One obvious downside of this approach is that it relies on trusting the image digest presented in Issue*WorkloadIdentity RPCs, which could be falsified if an attacker were to steal a bot's credentials.

This isn't really any different to the other workload attributes, and is in-fact a very slight improvement because signatures are verified on the server side, so an attacker must present a signature that matches the image digest.

Future Work

Non-Container Artifacts

While this RFD focuses on integrating Sigstore with our container-based workload attestors (i.e. Kubernetes, Docker, Podman), it's possible to sign other types of artifacts such as binaries, .jar, and .wasm files too. Now that our Unix attestor is able to capture the SHA-256 hash of a running process' executable, it would be straightforward to discover signatures and attestations for the binary using this hash.

Notary v2

There are a number of other projects in the code signing space with varying levels of adoption. One such project with backing from Docker, Microsoft, and AWS is Notary, and we should consider a similar integration with it.

CUE and Rego Policies

Lots of tools in the Sigstore ecosystem support using CUE or Rego to make assertions on attestations (e.g. checking the contents of a provenance document) so we should consider adding this too if there's user demand.

KMS Integration

Cosign support signing and verifying using a KMS-managed key. We've avoided it in this RFD to keep scope small, which is acceptable because we only need the public key. In the future, it might be worth exploring matching cosign's support for reading the public key from a KMS.

Custom TUF Repositories

Companies operating their own Sigstore infrastructure will likely bootstrap their root of trust using TUF, similar to the public good instance.

For simplicity, we chose not to explore an integration with custom TUF repositories in this RFD. Instead, users can manually supply a "trusted root" document directly in their SigstorePolicy resources, which feels like an acceptable trade-off until there's clear customer demand for TUF support.

Abandoned Ideas

Using Rekor for Discovery

As signatures are recorded in Rekor's transparency log, it's technically possible to use its API for signature discovery (e.g. if you do not have access to the OCI repository).

However, the /api/v1/index/retrieve endpoint is marked as deprecated and can return incomplete results.

No SigstorePolicy Resource

We considered adding Sigstore policies directly to the WorkloadIdentity resource.
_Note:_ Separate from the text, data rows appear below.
PR #66, opened 2017-10-24
User/bsmithvt/deleted group bug

bsmithvt:
I still need to add a couple of tests around Add->Delete->Add for groups with the same name.

### DIFF
--- a/Fabric.Authorization.Domain/Stores/CouchDB/CouchDBGroupStore.cs
+++ b/Fabric.Authorization.Domain/Stores/CouchDB/CouchDBGroupStore.cs
@@ -11,6 +11,8 @@ namespace Fabric.Authorization.Domain.Stores.CouchDB
 {
     public class CouchDbGroupStore : FormattableIdentifierStore<string, Group>, IGroupStore
     {
+        private const string IdDelimiter = "-:-:";
+
         public CouchDbGroupStore(
             IDocumentDbService dbService,
             ILogger logger,
@@ -21,7 +23,7 @@ namespace Fabric.Authorization.Domain.Stores.CouchDB
 
         public override async Task<Group> Add(Group group)
         {
-            // this will also catch older active records that do not have the unique identifier appended to the ID
+            // this will catch older active records that do not have the unique identifier appended to the ID
             var exists = await Exists(group.Id).ConfigureAwait(false);
             if (exists)
             {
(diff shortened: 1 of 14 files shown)


Fabric.Authorization.Domain/Stores/CouchDB/CouchDBGroupStore.cs
```diff
@@ -16,35 +19,82 @@ public class CouchDbGroupStore : FormattableIdentifierStore<string, Group>, IGro
...
+        {
+            // this will also catch older active records that do not have the unique identifier appended to the ID
+            var exists = await Exists(group.Id).ConfigureAwait(false);
+            if (exists)
+            {
+                throw new AlreadyExistsException<Group>($"Group ID {group.Id} already exists.");
+            }
+
+            // append unique identifier to document ID
+            group.Id = $"{group.Id}-{DateTime.UtcNow.Ticks}";
```
kpaul: a minor comment, we have been using : as the separator in document ids

bsmithvt:
@michaelvidal24,

Re: #1 and #2, those are good points. Since the ID is generated based on the `Name`, the checks I have in place should prevent this. For IDs with the new format, we do a query to see if any Group ID already exists that starts with the supplied `Name ` (including the delimiter to prevent Group1 and Group123 from being a false match), and there are already tests in place to ensure groups with the same name do not exist. The `Exists` method does a `Get` using this logic (first attempting an exact match failing over to a `starts with` match). Does it make sense to include this check in the Validator at the API layer since it will be done again at the `CouchDBStore` layer too? Below is the `Add` implementation in the CouchDBStore.

```
public override async Task<Group> Add(Group group)
        {
            // this will catch older active records that do not have the unique identifier appended to the ID
            var exists = await Exists(group.Id).ConfigureAwait(false);
            if (exists)
            {
                throw new AlreadyExistsException<Group>($"Group ID {group.Id} already exists.");
            }

            // append unique identifier to document ID
            group.Id = $"{group.Id}{IdDelimiter}{DateTime.UtcNow.Ticks}";
            return await Add(FormatId(group.Id), group);
        }
```

Re: #3, I believe the `AddGroup_AlreadyExists_BadRequest` test should cover this scenario.

michaelvidal24:
@bsmithvt - thanks for the explanation. I do think it makes sense to check this at the API layer as well, this way we can fail the request quickly and not waste resources processing something we know will fail down the line anyway.

bsmithvt:
@michaelvidal24, ok, I'll add that and a test to cover the scenario for old style IDs (since the tests will now generate groups with new style IDs). Also, I need to adjust the InMemoryGroupStore to behave the same as the CouchDBGroupStore (allow groups w/ the same name).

As well as the benefits of being able to reuse a policy between workload identities, we abandoned this idea because it made the relationship between policies and the rules ambiguous.

Verifying Signatures On The tbot Side

All of the workload attributes produced by tbots attestors are treated as less trustworthy than the user or join attributes because of the possibility of tbot being compromised. As this includes the image digest, we could avoid the overhead of sending bundles to the server by verifying signatures on the client side, without meaningfully changing the security posture.

We chose not to pursue this because it's more manageable to centralize the configuration of policies and trusted signing authorities on the server.